Replay service instances handle each replay request. The instances are coordinated with each other using MySQL to process the next replay record stored in the database. Each replay worker process polls MySQL periodically to see if there is a job to process. The request goes from state to state. A request that has not been picked up for processing is in the OPEN state. The request that has just been dequeued is in the STARTED state. The request currently being processed is in the ONGOING state. A request that has undergone all transitions is in the COMPLETED state. The replay workflow only picks up requests that have not yet started processing (that is, those in the OPEN state).

Periodically, after the worker process has removed the request from the queue for processing, it is tapped into the MySQL table, leaving timestamps and thereby demonstrating that the replay job is still being processed. In cases where the reproducing workflow instance dies before it finishes processing the request, these jobs are restarted. Consequently, the reproducing processes dequeue not only requests in the OPEN state, but also pick up those requests that were transferred to the STARTED or ONGOING state, but did not receive any feedback in the database after a specified number of minutes.

Figure: 3: Data delivery layer: the replay service polls MySQL for a new request processing job, consumes the request from the Kafka topic, and delivers events through the Webhook service.

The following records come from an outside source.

Issue #715, opened 2017-07-20
Saving a model causes a large spike in memory


neubig:
I have a simple DyNet program:

    import dynet as dy
    @profile
    def main():
      pc = dy.ParameterCollection()
      param = pc.add_parameters((1024,1024,4))
      pc.save("pc.txt")    
    main()

when run with the Python memory profiler it gives the following result:

    [dynet] random seed: 2179783019
    [dynet] allocating memory: 512MB
    [dynet] memory allocation done.
    Filename: saving.py
    
    Line #    Mem usage    Increment   Line Contents
    ================================================
         3  540.289 MiB    0.000 MiB   @profile
         4                             def main():
         5  540.297 MiB    0.008 MiB     pc = dy.ParameterCollection()
         6  540.348 MiB    0.051 MiB     param = pc.add_parameters((1024,1024,4))
         7  848.461 MiB  308.113 MiB     pc.save("pc.txt")

We can see that just saving the model causes the memory usage to greatly increase, which may be a problem with people running out of memory when they try to save their models. I think this is a result of how things are implemented within the DyNet serialization code. @xunzhang any ideas about how to solve this without losing functionality?

xunzhang:
Could you reproduce it? In my environment, the result are below. The first is CPU mode and the second is GPU mode. The memory profiler version I use is 0.4.7.

```
Filename: test.py

Line #    Mem usage    Increment   Line Contents
================================================
     3  558.301 MiB    0.000 MiB   @profile
     4                             def main():
     5  558.305 MiB    0.004 MiB   	pc = dy.ParameterCollection()
     6  558.742 MiB    0.438 MiB   	param = pc.add_parameters((1024, 1024, 4))
     7  559.730 MiB    0.988 MiB   	pc.save('pc.txt')
```

```
Filename: test.py

Line #    Mem usage    Increment   Line Contents
================================================
     2  543.094 MiB    0.000 MiB   @profile
     3                             def main():
     4  543.094 MiB    0.000 MiB     pc = dy.ParameterCollection()
     5  543.531 MiB    0.438 MiB     param = pc.add_parameters((1024,1024,4))
     6  543.836 MiB    0.305 MiB     pc.save("pc.txt")    
```

redpony:
I suspect this will vary significantly with the version of the standard
library that is being used. but the way we write to a std::string to figure
out how many bytes each parameter is going to need on disk is very
inefficient. If we always write n digits per float, we can easily
precompute this and stop using strings.

[...]

PR #723, opened 2017-07-21
Made text saving be fixed-width for efficiency

neubig:
Addresses  https://github.com/clab/dynet/issues/715 by making floats fixed-width in the saved file and pre-calculating the size in bytes:

Here are some stats to help whether this is a good way of doing things:
* Memory required on save for above example: Old=308MB, New=16MB
* Space on disk required for above example: Old=50MB, New=64MB
* Time required for `tests/test-io`'s `test_save1_perf`: Old=9.40s, New=9.28s (stddev: ~0.14)

So this is faster, and more importantly doesn't have the memory spike, but results in a non-trivial increase in disk space. I'd tend to favor incorporating this, as memory spiking on model saving could cause processes to crash or hang after an epoch of training, which could be quite annoying.

### DIFF
--- a/dynet/io.cc
+++ b/dynet/io.cc
@@ -47,6 +47,8 @@ TextFileSaver::TextFileSaver(const string & filename, bool append) :
         datastream(filename, append ? ofstream::app : ofstream::out) {
   if(!datastream)
     DYNET_RUNTIME_ERR("Could not write model to " << filename);
+  datastream.precision(FLOAT32_PRECISION);
+  datastream << std::scientific << std::showpos;
 }
 
 void TextFileSaver::save(const ParameterCollection & model,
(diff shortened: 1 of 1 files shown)


dynet/io.cc
```diff
@@ -47,6 +47,8 @@ TextFileSaver::TextFileSaver(const string & filename, bool append) :
         datastream(filename, append ? ofstream::app : ofstream::out) {
   if(!datastream)
     DYNET_RUNTIME_ERR("Could not write model to " << filename);
+  datastream.precision(FLOAT32_PRECISION);
+  datastream << std::scientific << std::showpos;
```
xunzhang: `std::showpos` here is good.

dynet/io.cc
```diff
@@ -84,37 +86,30 @@ void TextFileSaver::save(const LookupParameter & param,
 
 void TextFileSaver::save(const ParameterStorage & p,
                          const string & key) {
-  std::ostringstream buffer;
-  buffer.precision(FLOAT32_PRECISION);
-  buffer << dynet::as_vector(p.values) << endl;
+  datastream << "#Parameter# " << (key.size() > 0 ? key : p.name) << ' ' << p.dim << ' ';
+  size_t strsize = p.dim.size() * (FLOAT32_PRECISION + 8) + 1;
```
xunzhang: If I understand correct, 8 here is for `+x.e-xx`. I think the value range is fine if there is no the spefical case.

xunzhang: According to [this](http://www.cplusplus.com/reference/ios/scientific/), it says there is three exponential digits, but on my machine, there is only two.

neubig:
I agree that this was not clear. But 32-bit floats only have 2 digits worth of exponents (the example you cited is using doubles, 64-bit floats that have three digits). This will need to be made more flexible if DyNet is to support multiple levels of floating-point precision, but that is far in the future.

PR #730, opened 2017-07-22
fix #714

### LINKED ISSUE #714: Need to precisely set the amount of memory for FOR,BACK,PARAM?
Hi, 
Initial memory allocation really matters!
Though the memory use for Dynet will be expanded automatically,  I found I need to precisely set the memory allocation at the initialization stage (```--dynet-mem MEM```) to get my code work through my dataset. Otherwise, I will see `CUDA failure in cudaMalloc(&ptr, n)
out of memory`

It is a pain to do so. 
Also the command line actually accepts either one or four arguments
`--dynet-mem MEM`
`--dynet-mem FOR,BACK,PARAM,SCRATCH`
The document should be updated.

jcyk:
Expand memory pool by a multiple of 16MB every time.

### DIFF
--- a/doc/source/commandline.rst
+++ b/doc/source/commandline.rst
@@ -8,13 +8,13 @@ specified at the very beginning of the command line, before other
 options.
 
 -  ``--dynet-mem NUMBER``: DyNet runs by default with 512MB of memory,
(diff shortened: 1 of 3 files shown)


neubig:
Thanks for fixing this!

PR #731, opened 2017-07-22
Better way to set configuration from python.

yoavg:
Instead of the `import _dynet/_gdynet` and then setting `DynetParams` followed by
`init`, vs `import dynet` with commandline args, we can now do:

```
    import dynet # as before
```

or:
```
    import dynet_config
    dynet_config.set_gpu()
    dynet_config.set(mem=4,random_seed=9)
    import dynet
```

### DIFF
--- a/python/CMakeLists.txt
+++ b/python/CMakeLists.txt
@@ -29,6 +29,7 @@ if(PYTHON)
   
   # Things to copy the files
   file(GLOB DepFiles ${CMAKE_CURRENT_SOURCE_DIR}/dynet.py
+                     ${CMAKE_CURRENT_SOURCE_DIR}/dynet_config.py
                      ${CMAKE_CURRENT_SOURCE_DIR}/_dynet.pyx
                      ${CMAKE_CURRENT_SOURCE_DIR}/_dynet.pxd
                      ${CMAKE_CURRENT_SOURCE_DIR}/dynet_viz.py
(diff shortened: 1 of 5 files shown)


pmichel31415:
Thanks, that looks like a better and more intuitive way to go about it

neubig:
This is a good idea, but we might need to rethink it once the (coming very soon) multi-device support is implemented. Do you think it's worth merging now? Or shall we think again once multi-device is working and we start doing things like removing the `libgdynet.so` library and instead just use a single library for both CPU and GPU?

yoavg:
I'm happy waiting, but in any case it'd be nice to have a transparent mechanism for controlling the commandline arguments, esp. memory allocation, from python code.

neubig:
OK, multi-device support is working now! It actually looks like this pull has no conflicts with the multi-device support, but perhaps we should check to make sure that nothing is broken. https://github.com/clab/dynet/pull/704

pmichel31415:
I didn't follow the multi-device PR super closely, but does it still make sense now to have two modules `_dynet` and `_gdynet`?

Like if the module has been compiled for GPU isn't it possible to specify cpu usage in the command line? Not very familiar with the details

neubig:
Yes, @xunzhang will probably be refactoring this in a future PR to create a single library.

pmichel31415:
Is this still relevant with #781 ?

xunzhang:
Oh, I added `dynet_config` in https://github.com/clab/dynet/pull/781. I think now that works and this can be closed.

PR #740, opened 2017-07-25
Fix readme to match http://dynet.readthedocs.io/en/latest/install.html

altosaar:
There was a `cmake` flag missing from the README, and a git checkout.

Without the flag, it didn't compile the tutorials and examples and I got confused.


neubig:
Thanks!

PR #744, opened 2017-07-25
Create a virtual cudnn to be compatible with different versions of cuDNN

zhisbug:
Allow compatibility with different versions of CUDNN.


zhisbug:
This should be ready unless you want to take a second look.. @neubig @xunzhang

Eventually, events from the topic are deduplicated in the process of being read, and then published to the URL of a specific user’s webhook. Deduplication is performed by maintaining a cache of read events, which are then hashed. If an event with a hash that is identical to which is already in the hash comes across, then it will not be delivered.
In general, this use of Kafka is not traditional. But within the framework of the described system, Kafka successfully works as a data store and participates in the work of the API, which contributes both to the usability and ease of access to data when recovering events. The strengths of the system for real-time operation came in handy in the framework of such a solution. In addition, the rate of data recovery in such a system fully meets the expectations of the developers.